Your objective: Among the lines below, take the one holding "-1631,21 +1631,59 @@", the one holding "if (activeHealthy === 0", and all lines between them. Set them down exactly.

Data for analysis:

PR #3285, opened 2026-07-23
fix(facts,cycle,doctor): fence stub-dup on basename≠slug, quality-probe self-mute, wedged-queue misdiagnosis

### LINKED ISSUE #3063: doctor wedged_queue reports "worker alive but not claiming work" without checking whether a worker exists — misdirects the operator when the worker is simply absent
## Summary

`wedged_queue` diagnoses a specific failure — a live worker whose DB pool has gone bad —
but its query cannot distinguish that from *no worker running at all*. Both produce the
same row shape in `minion_jobs`, and the check asserts the former in its message and its
remedy.

## Mechanism

`computeWedgedQueueCheck` (`src/commands/doctor.ts:1606`) reads only `minion_jobs`:

```sql
SELECT queue,
  count(*) FILTER (WHERE status = 'active' AND lock_until > now()) AS active_healthy,
  count(*) FILTER (WHERE status = 'waiting')                       AS waiting,
  EXTRACT(EPOCH FROM (now() - max(updated_at) FILTER (WHERE status = 'completed'))) / 60
    AS mins_since_completion
FROM minion_jobs GROUP BY queue
```

and flags when `active_healthy === 0 && waiting > 0 && mins > threshold`. Nothing in that
predicate observes worker liveness — no supervisor PID file, no heartbeat, no
`readSupervisorConcurrency`. It then reports:

> Wedged queue(s) — **worker alive but not claiming work**: 'default' (40 waiting, 0 active,
> 1934m since last completion). Restart the worker so it **rebuilds a fresh DB pool**:
> `gbrain jobs supervisor stop && gbrain jobs supervisor start`

Both bolded claims are inferences the query cannot support.

## Observed

A brain where the autopilot had shut *itself* down three days earlier:

```
[reconnect] ERROR: undefined is not an object (evaluating 'config.database_url')
5 consecutive cycle failures. Stopping autopilot.
Autopilot stopping (cycle-failure-cap).
```

It exited `0/SUCCESS`, so the systemd unit sat `inactive (dead)` (a clean exit, and
`Restart=always` had already been satisfied). `gbrain jobs supervisor status` correctly
reported **"Supervisor: not running"**, and no `jobs work` process existed. Meanwhile
`doctor` insisted the worker was alive and blamed the DB pool.

Note the adjacent check gets this right in the same run:

```
[OK] autopilot_fanout_concurrency: No supervisor observed — skipping fan-out/concurrency check
```

`computeAutopilotFanoutConcurrencyCheck` calls `readSupervisorConcurrency('default')` and
returns null when no supervisor has been observed. So the liveness signal is already
available in the same file; `wedged_queue` just doesn't consult it.

## Impact

The remedy happens to start a worker, so an operator following it recovers — but for the
wrong stated reason, and the misdiagnosis costs real time on the two questions it provokes
("which worker? why would its pool be bad?"). It also hides the genuine failure: a
supervisor that died and did not come back is a different incident from a wedged pool, with
a different root cause and a different durable fix.

## Suggested fix

Branch on worker liveness before choosing the message:

- **no worker observed** → `status: 'fail'`, message along the lines of "queue 'default' has
  N waiting jobs and no worker running", remedy `gbrain jobs supervisor start` (plus a
  pointer to the autopilot unit if one is installed).
- **worker observed, not claiming** → keep the current wedged-pool message and remedy.

Reuse `readSupervisorConcurrency` / the supervisor PID-file check that
`gbrain jobs supervisor status` already relies on.

Failing that, at minimum soften the message so it states the observation
("no live-locked active jobs, N waiting, last completion Xm ago") rather than the
unverified conclusion.

## Environment

gbrain 0.42.63.0, postgres engine, autopilot installed as a systemd user unit.

### LINKED ISSUE #3064: nightly_quality_probe self-mutes after one run: rate_limited skip events re-arm the 24h window
## Summary

On an autopilot ticking every `--interval` (default 300s), `nightly_quality_probe` runs exactly once and then never fires again. The probe self-mutes because `rate_limited` skip events re-arm the same 24h window they are gated by.

Observed on 0.42.63 (from-source build).

## Mechanism

1. `runNightlyQualityProbe` logs a `rate_limited` audit event on every skip (`src/.../nightly-quality-probe.ts`, around line 109).
2. `shouldRunNightly(now, readRecentQualityProbeEvents(2, now))` returns "rate limited" when ANY recent event has `ts >= now - 24h`. There is no outcome filter, so a `rate_limited` skip event counts toward the window exactly like a real run.
3. Autopilot ticks every `--interval` (default 300s, `src/.../autopilot.ts` around line 387).

So after the first real run at T0, each ~5-minute tick sees a `<24h`-old event, skips, and logs another `rate_limited` event with `ts = now`. The newest event is always ~5 minutes old, so the 24h window never clears. Result: one real run, then roughly 288 `rate_limited` events per day, indefinitely. The recurring nightly signal the probe is meant to produce never recurs.

## Impact

An operator who enables `nightly_quality_probe` gets a single run and then permanent silence, with no error surfaced (the skips are logged as `rate_limited`, which reads as expected throttling rather than a stuck gate). The `~/.gbrain/audit/quality-probe-*.jsonl` file fills with skip events while no new verdict is ever recorded.

## Suggested fix

Either:
- Exclude `rate_limited` / skip outcomes from the window check in `shouldRunNightly`, so only real run outcomes arm the 24h window; or
- Do not write an audit event on a `rate_limited` skip (only real runs get an event), which has the same effect.

Either change lets the window clear ~24h after the last real run, restoring the intended daily cadence.

### LINKED ISSUE #3069: writeFactsToFence stub-creates a duplicate page (and collides on idx_facts_fence_key) when the entity file's basename differs from its slug
`writeFactsToFence` (src/core/facts/fence-write.ts) locates the entity page with:

```ts
const filePath = join(target.localPath, `${target.slug}.md`);
```

For any page whose on-disk basename is not exactly its slug — e.g. a vault file `10-people/Joey Fteha.md` imported with slug `10-people/joey-fteha` — `existsSync` misses the real file and the function falls into the stub-create branch. Consequences, all observed live on v0.42.59:

1. A duplicate-slug stub `.md` is written next to the real page (the dup-slug stub class adjacent to #2723), because the stub write happens BEFORE the DB insert.
2. The stub's fence is empty, so `upsertFactRow` assigns row_num starting at 1; `engine.insertFacts` then dies on `idx_facts_fence_key` because the REAL page's rows already occupy those row_nums. The whole batch rolls back — but the stub file stays on disk.
3. The stub gets `type: concept` even for people pages, because `stubEntityPage`'s prefix map matches `people/` but real vaults use prefixes like `10-people/`.

The engine already knows the true filename: `pages.import_filename` holds the imported basename. Suggested fix (running locally): when the slug-derived path is absent, resolve via `import_filename` in the slug's directory before concluding the page doesn't exist:

```ts
if (!existsSync(filePath)) {
  const rows = await engine.executeRaw(
    `SELECT import_filename FROM pages WHERE slug = $1 AND source_id = $2 AND deleted_at IS NULL LIMIT 1`,
    [target.slug, target.sourceId],
  );
  const importName = rows[0]?.import_filename;
  if (importName) {
    const dir = target.slug.includes('/') ? target.slug.slice(0, target.slug.lastIndexOf('/')) : '';
    const candidate = join(target.localPath, dir, importName.endsWith('.md') ? importName : `${importName}.md`);
    if (existsSync(candidate)) filePath = candidate;
  }
}
```

**Repro:** import a page named `First Last.md` under a prefixed dir, let facts land on it once (fence row 1 exists), then call the `extract_facts` op with a hint resolving to that slug. Observe the stub + the unique-constraint error:

```
ERROR:  duplicate key value violates unique constraint "idx_facts_fence_key"
DETAIL:  Key (source_id, source_markdown_slug, row_num)=(default, 10-people/joey-fteha, 1) already exists.
```

Happy to open a PR with the patch above if the approach looks right.

time-attack:
Backlog fix wave, work unit nwf7. Three independently verified fixes, each with a regression test that fails without the fix.

## Fixes #3069 — writeFactsToFence stub-creates a duplicate page when the file's basename differs from its slug

`writeFactsToFence` located the entity file via the slug-derived path only, so a page like `10-people/First Last.md` (slug `10-people/first-last`) missed `existsSync`, bypassed the stub guard, and stub-created a duplicate page. The stub's empty fence restarted `row_num` at 1, colliding with the real page's DB rows on `idx_facts_fence_key` (whole batch rolled back, stub file stranded on disk).

Fix: before concluding the page doesn't exist, resolve the real on-disk file from the page row — `source_path` first, then `import_filename` in the slug's directory. When a page row exists but no backing file can be located, refuse to stub-create (an empty-fence stub would both collide on row_num and get imported over the real page content by a later sync) and route the facts to the legacy DB-only path via the existing `stubGuardBlocked` return so nothing is dropped. Genuinely-new slugs (no page row) keep the pre-existing stub-create + unprefixed-slug guard behavior.

Tests: `test/fence-write.test.ts` — basename≠slug resolves to the real file and continues the row_num sequence (asserts row_num 2, no duplicate stub); page-row-without-file returns `stubGuardBlocked` and creates nothing.

## Fixes #3064 — nightly quality probe runs once, then self-mutes forever

`shouldRunNightly` counted ANY recent audit event toward the 24h window, and the skip path logged its own `rate_limited` audit row. Autopilot ticks every ~5 min, so each skip re-armed the window: exactly one real run, then permanent self-mute at ~288 skip rows/day — which also permanently tripped doctor's `nightly_quality_probe_health` warn (rate_limited counts as non-PASS).

Fix: the gate now filters `rate_limited` rows before deciding (defends against historical skip rows already in pre-fix brains' audit files), and the skip no longer logs an audit event.

Tests: `test/nightly-quality-probe.test.ts` — a real run 25h ago plus recent historical skip rows must run the probe; the skip path writes no audit row.

## Fixes #3063 — doctor blames a wedged DB pool when the worker simply isn't running

`computeWedgedQueueCheck` unconditionally emitted "worker alive but not claiming work … rebuilds a fresh DB pool" without observing worker liveness, sending operators down the wrong path when the supervisor was cleanly dead.

Fix: the check now inspects the supervisor's singleton DB lock (`gbrain_cycle_locks`, the same proven-alive signal `resolveEffectiveFanoutMax` trusts) per wedged queue. No live holder → fail with "waiting jobs and no worker running" + `gbrain jobs supervisor start` remedy; live holder → the existing wedged-pool message. Lock-table read errors fall back to the conservative wedged-pool message, and the check still only reads `.kind` + `.executeRaw` off the engine.

Tests: `test/doctor-wedged-queue.test.ts` — no live lock → no-worker message; live lock row → wedged-pool message. All pre-existing cases unchanged.

## Verification

- `bun run typecheck` exit 0
- `bun test test/fence-write.test.ts test/nightly-quality-probe.test.ts test/doctor-wedged-queue.test.ts` — 51 pass / 0 fail
- Adjacent suites (`test/facts-backstop.test.ts`, `test/stub-guard-audit.test.ts`, `test/doctor.test.ts`) — 107 pass / 0 fail
- Each new test verified to fail with the fix reverted

### DIFF
--- a/src/commands/doctor.ts
+++ b/src/commands/doctor.ts
@@ -1623,7 +1623,7 @@ export async function computeWedgedQueueCheck(engine: BrainEngine): Promise<Chec
        FROM minion_jobs
        GROUP BY queue`,
     );
-    const wedged: string[] = [];
+    const wedged: Array<{ queue: string; label: string }> = [];
     for (const r of rows) {
       const activeHealthy = Number(r.active_healthy ?? 0);
       const waiting = Number(r.waiting ?? 0);
@@ -1631,21 +1631,59 @@ export async function computeWedgedQueueCheck(engine: BrainEngine): Promise<Chec
       // Conservative: only flag stale-after-progress (non-null mins past
       // threshold). The null-completions case is the supervisor's job.
       if (activeHealthy === 0 && waiting > 0 && mins !== null && mins > thresholdMin) {
-        wedged.push(`'${r.queue}' (${waiting} waiting, 0 active, ${Math.round(mins)}m since last completion)`);
+        wedged.push({
+          queue: r.queue,
+          label: `'${r.queue}' (${waiting} waiting, 0 active, ${Math.round(mins)}m since last completion)`,
+        });
       }
     }
     if (wedged.length === 0) {
       return { name: 'wedged_queue', status: 'ok', message: 'No wedged queues' };
     }
-    return {
-      name: 'wedged_queue',
-      status: 'fail',
-      message:
-        `Wedged queue(s) — worker alive but not claiming work: ${wedged.join('; ')}. ` +
+    // #3063: split the diagnosis on worker liveness. The wedged-pool message
+    // ("worker alive but not claiming work → restart to rebuild the DB pool")
+    // only applies when a supervisor actually holds a live singleton lock.
+    // With no live holder the worker is simply not running — telling the
+    // operator to blame the DB pool sends them down the wrong path.
+    const alive: string[] = [];
+    const noWorker: string[] = [];
+    for (const w of wedged) {
+      let hasLiveWorker = false;
+      try {
+        const { supervisorLockId } = await import('../core/minions/supervisor.ts');
+        const lockRows = await engine.executeRaw<{ live: boolean }>(
+          `SELECT (ttl_expires_at > now()) AS live FROM gbrain_cycle_locks WHERE id = $1`,
+          [supervisorLockId(w.queue)],
+        );
+        hasLiveWorker = lockRows.length > 0 && lockRows[0].live === true;
+      } catch {
+        // Lock table unreadable → can't prove absence; keep the
+        // conservative wedged-pool message.
+        hasLiveWorker = true;
+      }
+      (hasLiveWorker ? alive : noWorker).push(w.label);
+    }
+    const parts: string[] = [];
+    if (noWorker.length > 0) {
+      parts.push(
+        `Queue(s) with waiting jobs and no worker running: ${noWorker.join('; ')}. ` +
+        `Start the worker: \`gbrain jobs supervisor start\` ` +
+        `(or restart the autopilot unit if installed).`,
+      );
+    }
+    if (alive.length > 0) {
+      parts.push(
+        `Wedged queue(s) — worker alive but not claiming work: ${alive.join('; ')}. ` +
         `Restart the worker so it rebuilds a fresh DB pool: ` +
         `\`gbrain jobs supervisor stop && gbrain jobs supervisor start\`, ` +
         `then \`gbrain jobs retry <id>\` on any dead-lettered jobs.`,
-      details: { wedged_queues: wedged.length, threshold_minutes: thresholdMin },
+      );
+    }
+    return {
+      name: 'wedged_queue',
+      status: 'fail',
+      message: parts.join(' '),
+      details: { wedged_queues: wedged.length, no_worker_queues: noWorker.length, threshold_minutes: thresholdMin },
     };
   } catch (e) {
     // Pre-migration brains / transient errors: advisory check stays ok.
--- a/src/core/cycle/nightly-quality-probe.ts
+++ b/src/core/cycle/nightly-quality-probe.ts
@@ -101,21 +101,20 @@ export async function runNightlyQualityProbe(deps: NightlyProbeDeps): Promise<Ni
     return { outcome: 'disabled', exit_code: 0, detail: 'feature flag off' };
   }
 
-  // 24h rate limit — skip + audit "rate_limited".
+  // 24h rate limit — skip quietly (no audit row).
+  // #3064: gate only on events from ATTEMPTED runs. The skip path used to log
+  // its own 'rate_limited' audit row, and autopilot ticks every ~5 min — each
+  // skip re-armed the 24h window, so the probe ran exactly once and then
+  // self-muted forever. Filter defends against historical skip rows already
+  // sitting in the audit files of pre-fix brains.
   const now = deps.now();
   const recent = readRecentQualityProbeEvents(2, now); // 2-day window is enough for 24h check
-  const decision = shouldRunNightly(now, recent);
+  const decision = shouldRunNightly(now, recent.filter((e) => e.outcome !== 'rate_limited'));
   if (!decision.run) {
-    logQualityProbeEvent({
-      outcome: 'rate_limited',
-      exit_code: 0,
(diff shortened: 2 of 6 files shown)


time-attack:
Closing this bundle. The quality-probe self-mute is already resolved on master — the skip path no longer writes a `rate_limited` audit row — so that hunk is stale and the branch will not apply cleanly. The wedged-queue change is wording only, but it buys that wording with a dynamic import and a per-queue lock query inside a loop. That leaves the fence-write basename-vs-slug fix as the one live defect, and it is not reviewable while braided together with two unrelated changes. Thanks for the careful write-up on each item.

Exercise answer:
@@ -1631,21 +1631,59 @@ export async function computeWedgedQueueCheck(engine: BrainEngine): Promise<Chec
       // Conservative: only flag stale-after-progress (non-null mins past
       // threshold). The null-completions case is the supervisor's job.
       if (activeHealthy === 0 && waiting > 0 && mins !== null && mins > thresholdMin) {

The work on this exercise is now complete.